THE DATA START

PR #134, opened 2015-05-19
Add encryption of JSON datastore to sync-android

mikerhodes:
_What:_

This is the first PR along the `feature-encryption` path to allow developers to encrypt data stored on Android devices. It implements encrypting the JSON data on the device (i.e., the JSON data's SQLite database).

_Why:_

This feature is several PRs because it's a large feature, impossible to review all in one go. This PR shows including SQLCipher in sync-android along with encryption of one part of the data storage chain.

_How:_

SQLCipher .so, .jar files are now included in the sync-android build. At some point we might want to break these out into a separate sync-encryption class, but for now the jar is always there on Android. The final location of the .so files needs to be decided, as they are currently within the demo app file system tree.

The encryption follows the pattern of iOS. We have a KeyProvider interface which a developer uses to provide a 256-bit encryption key for use by SQLCipher to encrypt the database. We provide a SimpleKeyProvider which just stores the byte array the developer passes in, assuming that it's a securely generated key.

The developer passes the KeyProvider into the `openDatastore` method in `DatastoreManager`, which then passes it through to the datastore constructor, which passes it to the database queue, which passes it to the platform independent database wrapper class, which finally figures which concrete database implementation to use -- Android with or without encryption, or Java SE without encryption as we don't support encryption there yet.

A NullKeyProvider class is used to signal use of non-encrypted databases, this avoids duplicated code and `null` checks.

_Tests:_

Right now, there's a simple switch which runs all the tests using a SQLCipher-based database on an Android device or simulator.

Future work in improving these tests:

- Try to make sure test suite always tests both encrypted and non-encrypted code paths.
- Have explicit checks that when a key is passed, database is encrypted.

BugId: 43715

reviewer @tomblench 
reviewer @indisoluble 
reviewer @rhyshort


AndroidTest/app/src/main/java/cloudant/com/androidtest/MyActivity.java
```diff
@@ -48,78 +49,115 @@
 
     @Override
     protected void onCreate(Bundle savedInstanceState) {
-        super.onCreate(savedInstanceState);
+        //Stop the tests being re-run when we are returned to this activity
+        if(savedInstanceState == null) {
 
-        setTestProperties();
+            super.onCreate(savedInstanceState);
```
rhyshort: `super.onCreate(savedInstanceState);` should be called before we do our stuff, we always have to call the super to prevent exceptions being thrown see: http://developer.android.com/reference/android/app/Activity.html#onCreate%28android.os.Bundle%29

sync-core/src/main/java/com/cloudant/sync/datastore/DatastoreManager.java
```diff
@@ -153,8 +156,8 @@ public String getPath() {
     public Datastore openDatastore(String dbName) throws DatastoreNotCreatedException {
         Preconditions.checkArgument(dbName.matches(LEGAL_CHARACTERS),
                 "A database must be named with all lowercase letters (a-z), digits (0-9),"
-                  + " or any of the _$()+-/ characters. The name has to start with a"
-                  + " lowercase letter (a-z).");
+                        + " or any of the _$()+-/ characters. The name has to start with a"
```
tomblench: The one-arg version of `openDatastore` should call the two-arg `openDatastore` with NullKeyProvider as discussed.

sync-android/src/main/java/com/cloudant/sync/sqlite/android/AndroidSQLCipherSQLite.java
```diff
@@ -0,0 +1,233 @@
...
+
+import net.sqlcipher.database.SQLiteConstraintException;
+import net.sqlcipher.database.SQLiteDatabase;
+import net.sqlcipher.database.SQLiteException;
+
+public class AndroidSQLCipherSQLite extends SQLDatabase {
+
+    SQLiteDatabase database = null;
+    private Thread threadWhichOpened = null;
+    private ThreadLocal<Boolean> appearsOpen = null;
```
rhyshort: Thread Local code isn't needed here, it was removed from `AndroidSQLite` in PR #128 same should be applied here

sync-core/src/main/java/com/cloudant/sync/datastore/DatastoreManager.java
```diff
@@ -234,6 +272,36 @@ private Datastore createDatastore(String dbName) throws DatastoreNotCreatedExcep
         }
     }
 
+    /*
+    * Creates a datastore that requires SQLCipher encryption.
+    */
+    private Datastore createDatastore(String dbName, KeyProvider provider) throws DatastoreNotCreatedException {
```
tomblench: One-arg `createDatastore` can be removed once my above comment is implemented

sync-core/src/main/java/com/cloudant/sync/datastore/encryption/EncryptionKey.java
```diff
@@ -0,0 +1,48 @@
...
+        }
+
+        if (key.length != REQUIRED_KEY_LENGTH) {
+            throw new IllegalArgumentException("Key array must be 32 bytes");
+        }
+
+        this.key = Arrays.copyOf(key, REQUIRED_KEY_LENGTH);
+    }
+
+    public byte[] getKey() {
```
tomblench: I would expect `getKey` to return a pointer to the key. If we want a copy it should be called `cloneKey` or `copyKey` etc.

sync-core/src/main/java/com/cloudant/sync/datastore/BasicDatastore.java
```diff
@@ -58,7 +60,7 @@
 import java.util.logging.Level;
 import java.util.logging.Logger;
 
-class BasicDatastore implements Datastore, DatastoreExtended {
+public class BasicDatastore implements Datastore, DatastoreExtended {
```
rhyshort: What is the thinking behind making this public but not removing the interface?

sync-core/src/main/java/com/cloudant/sync/datastore/DatastoreManager.java
```diff
@@ -153,8 +156,8 @@ public String getPath() {
     public Datastore openDatastore(String dbName) throws DatastoreNotCreatedException {
         Preconditions.checkArgument(dbName.matches(LEGAL_CHARACTERS),
```
rhyshort: This should drop down into `openDatastore(Stirng dbName, KeyProvider provider)` providing a suitable default for the key provider

sync-core/src/main/java/com/cloudant/sync/sqlite/SQLDatabaseFactory.java
```diff
@@ -36,30 +36,47 @@
...
+                            .getMethod("createAndroidSQLite", String.class, KeyProvider.class)
+                            .invoke(null, new Object[]{dbFilename, provider});
+                } else {
+                    return (SQLDatabase) Class.forName("com.cloudant.sync.sqlite.android.AndroidSQLite")
+                            .getMethod("createAndroidSQLite", String.class)
+                            .invoke(null, dbFilename);
+                }
+            } else {
+                if (useSqlCipher) {
+                    throw new IOException("No SQLCipher-based database implementation for Java SE");
```
tomblench: is this really an `IOException`? i know that is the type in the `throws` clause but maybe it should be extended or we should throw an unchecked exception.

sync-core/src/main/java/com/cloudant/sync/sqlite/SQLDatabaseFactory.java
```diff
@@ -36,30 +36,47 @@
...
+                } else {
+                    return (SQLDatabase) Class.forName("com.cloudant.sync.sqlite.sqlite4java.SQLiteWrapper")
+                            .getMethod("openSQLiteWrapper", String.class)
+                            .invoke(null, dbFilename);
+                }
             }
+
+        } catch (Exception e) {
+            logger.log(Level.SEVERE, "Failed to load database module", e);
+            return null;
```
tomblench: i wonder if we should throw an exception here as well

sync-core/src/main/java/com/cloudant/sync/sqlite/SQLDatabaseFactory.java
```diff
@@ -73,25 +90,50 @@ public static SQLDatabase createSQLDatabase(String dbFilename) throws IOExceptio
...
+    /**
+     * SQLCipher-based implementation for opening database.
+     * @param dbFilename full file path of the db file
+     * @param provider Key provider object storing the SQLCipher key
+     *                 Supply a NullKeyProvider to use a non-encrypted database.
+     * @return {@code SQLDatabase} for the given filename
+     * @throws IOException if the file does not exists, and also
+     *         can not be created
+     */
+    public static SQLDatabase openSqlDatabase(String dbFilename, KeyProvider provider) throws IOException {
```
tomblench: there's a lot of shared code between `openSqlDatabase` and `createSQLDatabase`. since only the method names vary between the two can we collapse this down?

tomblench: in fact i'm not even convinced the underlying libraries make a distinction between open and create. for the non-sqlcipher it looks like the same methods `createAndroidSQLite`/`openSQLiteWrapper` are used for each case.

AndroidTest/gradle.properties
```diff
@@ -11,6 +11,12 @@
 # The setting is particularly useful for tweaking memory settings.
 # Default value: -Xmx10248m -XX:MaxPermSize=256m
 # org.gradle.jvmargs=-Xmx2048m -XX:MaxPermSize=512m -XX:+HeapDumpOnOutOfMemoryError -Dfile.encoding=UTF-8
+# If SQLCipher-based datastore is required, use the sqlcipher parameter:
+# org.gradle.jvmargs=-Dtest.sqlcipher.passphrase=true
+# For running tests under only one package use 'test.run-packages'
+# TODO: Add comma option for running under multiple packages
+# Example for running test cases under 'datastore' package:
+# org.gradle.jvmargs=-Dtest.run-packages=datastore
```
rhyshort: I think doc should mention `systemProp.test.run-packages=datastore` instead of `org.gradle.jvmargs`

sync-core/src/test/java/com/cloudant/sync/datastore/encryption/KeyUtilsTest.java
```diff
@@ -0,0 +1,89 @@
...
+                    @Override
+                    public EncryptionKey getEncryptionKey() {
+                        return key;
+                    }
+                }));
+    }
+
+    @Test
+    public void sqlCipherKeyForKeyProvider_encodes32BytesCorrectly() {
+        byte[] keyBytes = new byte[] { -123, 53, -22, -15, -123, 53, -22, -15, -123, 53, -22, -15,
```
tomblench: Personally i could understand the decimal/hex conversion if these were unsigned ints or even hex literals.

tomblench: (understand _better_ that is)

sync-android/src/main/java/com/cloudant/sync/sqlite/android/AndroidSQLCipherSQLite.java
```diff
@@ -0,0 +1,233 @@
...
+                "Input SQL can not be empty String.");
+        this.database.execSQL(sql);
+    }
+
+    public int status(int operation, boolean reset) {
+        return 0;
+    }
+
+    //TODO: Change password option that will be implemented with key management work items
+    public void changePassword(String password) throws SQLiteException {
```
indisoluble: Just for the record, this method is not part of the iOS API. It is a task recorded in FB but the method is not there yet, anyway it will be probably part of `CDTEncryptionKeychainManager`.

sync-core/src/test/java/com/cloudant/sync/datastore/encryption/KeyUtilsTest.java
mikerhodes: Oh, I'd love that too but Java's byte is always signed.

sync-core/src/main/java/com/cloudant/sync/datastore/DatastoreManager.java
mikerhodes: Will fix in future PR.

sync-core/src/main/java/com/cloudant/sync/datastore/BasicDatastore.java
mikerhodes: @emlaver ^

sync-core/src/main/java/com/cloudant/sync/datastore/DatastoreManager.java
mikerhodes: Future PR.

sync-core/src/main/java/com/cloudant/sync/sqlite/SQLDatabaseFactory.java
mikerhodes: http://docs.oracle.com/javase/7/docs/api/java/lang/UnsupportedOperationException.html?

sync-core/src/main/java/com/cloudant/sync/sqlite/SQLDatabaseFactory.java
mikerhodes: Our external code is using a combination of open/create and I'd like to review that separately from this PR.

AndroidTest/gradle.properties
mikerhodes: Could you suggest a rewrite, I'm unfamiliar with this. Also, @emlaver may have input.

sync-android/src/main/java/com/cloudant/sync/sqlite/android/AndroidSQLCipherSQLite.java
mikerhodes: Removed in f07a75a.

sync-core/src/main/java/com/cloudant/sync/datastore/encryption/EncryptionKey.java
mikerhodes: Copy/clone are usually used in reference to the class they are written within. Personally I'd prefer to stick with `get` in this case because it feels more natural when reading code which uses this.

sync-core/src/main/java/com/cloudant/sync/datastore/BasicDatastore.java
emlaver: Fixed and commented in c318b074693332a9a4b86ba0fe3a037a487bbfad

AndroidTest/app/src/main/java/cloudant/com/androidtest/MyActivity.java
emlaver: Fixed in 16a184b09d4eadfd337205740120578fefbc60aa

sync-android/src/main/java/com/cloudant/sync/sqlite/android/AndroidSQLCipherSQLite.java
emlaver: Fixed in 2b356e14bf6e78a187a32984049829babbca3b81

AndroidTest/gradle.properties
emlaver: I was having trouble getting the prefix 'systemProp' to be recognized during debugging.  Will try again tomorrow.

sync-core/src/main/java/com/cloudant/sync/sqlite/SQLDatabaseFactory.java
rhyshort: UnsupportedOp would make the most sense I think

sync-android/src/main/java/com/cloudant/sync/sqlite/android/AndroidSQLCipherSQLite.java
```diff
@@ -0,0 +1,206 @@
...
+    /**
+     * Constructor for creating SQLCipher-based SQLite database.
+     * @param path full file path of the db file
+     * @param provider Provider object that contains the key to encrypt the SQLCipher database
+     * @return
+     */
+    public static AndroidSQLCipherSQLite createAndroidSQLite(String path, KeyProvider provider) {
+
+        //Call SQLCipher-based method for opening database, or creating if database not found
+        SQLiteDatabase db = SQLiteDatabase.openOrCreateDatabase(path,
```
indisoluble: Does `openOrCreateDatabase ` check if the key is correct? In iOS, I have to execute `SELECT count(*) FROM sqlite_master;` to know if it works (more details [here](https://www.zetetic.net/sqlcipher/sqlcipher-api/#key)).

sync-core/src/main/java/com/cloudant/sync/sqlite/SQLDatabaseFactory.java
mikerhodes: The exception gets caught and we return null anyway, though we print the stack. Should the UnsupportedOperationException be rethrown?

sync-core/src/main/java/com/cloudant/sync/sqlite/SQLDatabaseFactory.java
mikerhodes: I wasn't sure. At least, perhaps, rethrow the UnsupportedOperationException? Not sure on others.

I've a feeling I changed the behaviour here, before each of the reflected method calls were protected by this catch, not the JavaSE unsupported thing.

sync-android/src/main/java/com/cloudant/sync/sqlite/android/AndroidSQLCipherSQLite.java
mikerhodes: It doesn't, you're right I need to add this somewhere.

AndroidTest/gradle.properties
emlaver: Rhys, I'd like to keep the `org.gradle.jvmargs` property in the doc as it's required for passing the -D arguments to gradle.  And, within gradle, the `convertTestSysPropsToHash` method only takes arguments that start with 'test'.  I'd be OK with changing the prefix -Dtest to -DsystemProp.test but would need to make changes to the gradle method.

rhyshort: I'm not sure I follow, do you have options that aren't prefixed with `test.`?

sync-android/src/main/java/com/cloudant/sync/sqlite/android/AndroidSQLCipherSQLite.java
mikerhodes: Added in https://github.com/cloudant/sync-android/commit/3b87e44768f582e8ef5c4525d52cca062405eee2

sync-core/src/main/java/com/cloudant/sync/sqlite/SQLDatabaseFactory.java
mikerhodes: I added the UOE in https://github.com/cloudant/sync-android/commit/f9854b4f3e11f5b719e7833d9dbcd574267714a3

AndroidTest/gradle.properties
emlaver: Fixed in 432b064848931acd3e040abc033d8f79bc339514

AndroidTest/app/src/main/java/cloudant/com/androidtest/MyActivity.java
```diff
@@ -49,77 +50,113 @@
...
+                            } else if (testsToRun.equals("replication") && c.getPackage().toString().contains("replication")) {
+                                classes.add(c);
+                            } else if (testsToRun.equals("sqlite") && c.getPackage().toString().contains("sqlite")) {
+                                classes.add(c);
+                            } else if (testsToRun.equals("util") && c.getPackage().toString().contains("util")) {
+                                classes.add(c);
+                            }
+                        } else {
+                            classes.add(c);
+                        }
```
rhyshort: The above code for package filtering could be replaced with something much simpler:

```
ArrayList<Class> classes = new ArrayList<Class>();
//Check parameter for specifying which test case package to run
String testsToRun = System.getProperty("test.run-packages");
                    for (Class c : BuildConfig.classToTests) {

                        //Run all classes if JVM parameter for specifying packages does not exist
                        if (testsToRun != null) {
                        
                          if(c.getPackage().toString().contains(testsToRun)){
                              classes.add(c);
                          }

                        } else {
                            classes.add(c);
                       }
```

sync-core/src/test/java/com/cloudant/sync/datastore/encryption/KeyUtilsTest.java
tomblench: Oh yes...I learnt a thing

sync-core/src/main/java/com/cloudant/sync/datastore/encryption/EncryptionKey.java
tomblench: We can agree to disagree on the naming, but what's the reason for making a copy? Just return the pointer and if the user wants to their own writable copy they can make one.

sync-core/src/test/java/com/cloudant/sync/datastore/encryption/KeyUtilsTest.java
mikerhodes: Me too!

AndroidTest/app/src/main/java/cloudant/com/androidtest/MyActivity.java
mikerhodes: I'd like to fix this in another PR.

indisoluble:
I have no more comments to do so :+1:

rhyshort:
:+1:

tomblench:
+1 can you track the 'other PR' stuff in a ticket or somewhere else?

sync-core/src/main/java/com/cloudant/sync/datastore/encryption/EncryptionKey.java
mikerhodes: I want to avoid the user writing into the copy stored in the EncryptionKey object. It seems like that'd be a recipe for hard to debug issues.

mikerhodes:
I have separate tickets filed for the "other PR" stuff now.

THE DATA END

DIRECTIONS FOR THIS TASK: Find the word "same" in the entries, and copy every line it shows up in.

ANSWER SPACE:
rhyshort: Thread Local code isn't needed here, it was removed from `AndroidSQLite` in PR #128 same should be applied here
tomblench: in fact i'm not even convinced the underlying libraries make a distinction between open and create. for the non-sqlcipher it looks like the same methods `createAndroidSQLite`/`openSQLiteWrapper` are used for each case.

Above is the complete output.